I guess, it has to do with something when certain types of drinks are not present.
Initially, i only analyzed one possible permutation, and got WA15. Then, i added another one to check, and got WA31. I threw in 4 more to check before giving answer, and got WA95. I probably missed just a few more unique cases, though i never figured out what was the problem.
Well, in the end, i stopped bothering and just checked all 7! permutations. It's a lot more excessive than just checking a few selected, but will guarantee AC. You should do that too, probably.
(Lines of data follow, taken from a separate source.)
PR #14987, opened 2024-10-28
feat(model): add hideIndexes option to syncIndexes() and cleanIndexes()

### LINKED ISSUE #14868: syncIndex option to hide instead of drop index
### Prerequisites

### 🚀 Feature Proposal

I love the syncIndex() feature that helps to have a single source of truth for our MondoDB schema indexing.

However, dropping an index is never 100% sure, especially on large MongoDB databases with large codebase querying the collections. There can be some rarely used piece of code that need once a time an index and thus will not update the $indexStats frequently enough to identify that this index is actually needed.

One recommandation from the MongoDB team is to **hide** an index before actually dropping it. It will exclude the index from the query planner options and whenever you identify a performance issue due to this exclusion, you can instantly make it visible again. This is way faster and less resource consuming than re-creating the index from scratch. The latter can last for hours on large collections and your system suffers during this re-creation.

It would be nice to pass an option to the syncIndex(**{hide: true}**) to hide the indexes missing in the schema instead of dropping them immediately. Once the system has run for a certain period of time without problem, then we can call the syncIndex({hide:false}) to actually drop them.

### Motivation

Secure the synchronization of the indexes and prevent mis-dropping of rarely used indexes with immediate rollback if necessary.

### Example

```javascript
model.syncIndex({hide: true}); // hide missing schema indexes instead of dropping them
model.syncIndex(); // actually drop missing schema indexes. Same as {hide:false}
```

vkarpov15:
Fix #14868

**Summary**

Add an option to make `syncIndexes()` mark indexes as hidden (see [MongoDB hidden indexes docs](https://www.mongodb.com/docs/v5.1/core/index-hidden/)) as opposed to dropping them. Hidden indexes are useful because rebuilding an index can be expensive, so if you accidentally drop a index that you shouldn't it can take a while to recover. With hidden indexes, you can test whether removing this index will cause performance issues without actually dropping the index. `syncIndexes({ hideIndex: true })` will hide all non-schema indexes rather than dropping them.

Hidden index support was added in MongoDB 4.4 so we should make a quick note about version compatibility, since Mongoose 8 technically supports all the way back to MongoDB 3.6.

**Examples**

### DIFF
--- a/lib/model.js
+++ b/lib/model.js
@@ -1220,7 +1220,7 @@ Model.createCollection = async function createCollection(options) {
  *
  * @param {Object} [options] options to pass to `ensureIndexes()`
  * @param {Boolean} [options.background=null] if specified, overrides each index's `background` property
- * @param {Boolean} [options.hideIndexes=false] set to `true` to hide indexes instead of dropping
+ * @param {Boolean} [options.hideIndexes=false] set to `true` to hide indexes instead of dropping. Requires MongoDB server 4.4 or higher
  * @return {Promise}
  * @api public
  */
@@ -1443,7 +1443,7 @@ function getIndexesToDrop(schema, schemaIndexes, dbIndexes) {
  *
  * @param {Object} [options]
  * @param {Array<String>} [options.toDrop] if specified, contains a list of index names to drop
- * @param {Boolean} [options.hideIndexes=false] set to `true` to hide indexes instead of dropping
+ * @param {Boolean} [options.hideIndexes=false] set to `true` to hide indexes instead of dropping. Requires MongoDB server 4.4 or higher
  * @return {Promise<String>} list of dropped index names
  * @api public
  */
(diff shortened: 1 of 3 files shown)


lib/model.js
```diff
@@ -1440,8 +1441,10 @@ function getIndexesToDrop(schema, schemaIndexes, dbIndexes) {
  *
  * The returned promise resolves to a list of the dropped indexes' names as an array
  *
- * @param {Function} [callback] optional callback
- * @return {Promise|undefined} Returns `undefined` if callback is specified, returns a promise if no callback.
+ * @param {Object} [options]
+ * @param {Array<String>} [options.toDrop] if specified, contains a list of index names to drop
+ * @param {Boolean} [options.hideIndexes=false] set to `true` to hide indexes instead of dropping. Requires MongoDB server 4.4 or higher
+ * @return {Promise<String>} list of dropped index names
```
hasezoey, line 1447:
```suggestion
 * @return {Promise<String>} list of dropped or hidden index names
```

does the hiding also return the index names? if yes this should likely be applied

hasezoey (approved):

lib/model.js
vkarpov15: Yep you're right, thank you for the suggestion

It's obvious that possible number of pourings are 1 to 5. So I've put all the conditions that requires certain number of pourings. If these conditions are set well you don't have to check all the 7! permutations (I think that's quicker and easier solution, maybe I'm wrong).
No problem~ Also, the worst case is 4, see A AB ABP AP P BP B 1 pouring for A, 1 pouring for P, 2 pourings for B, if all present. That's the only one i checked when i got WA15. I guess, at that point, my fault was something like... if AP and P aren't present, then we don't interrupt our pouring, and B is 1 pouring then. Or maybe that wasn't the thing... anyway i fixed that in my final version.
Um, i just listed pourings in an order of a growing number of them, a proper order is, of course, 1 for A, 2 for B and 1 for P. As for your table, i'm not sure why you put that P to the right. A.... AB... ABP.. A.P.. ..P.. ..PB. ...B. I mean, PB doesn't mean we pour P first, but if we represent it _this_ way...
Add: I'm not sure if above was proper explanation, maybe i'll explain it like this: in A AB ABP AP P BP B, it goes 1. Pour A in 1-4. 2. Pour B in 2-3 and 6-7 3. Pour P in 3-6.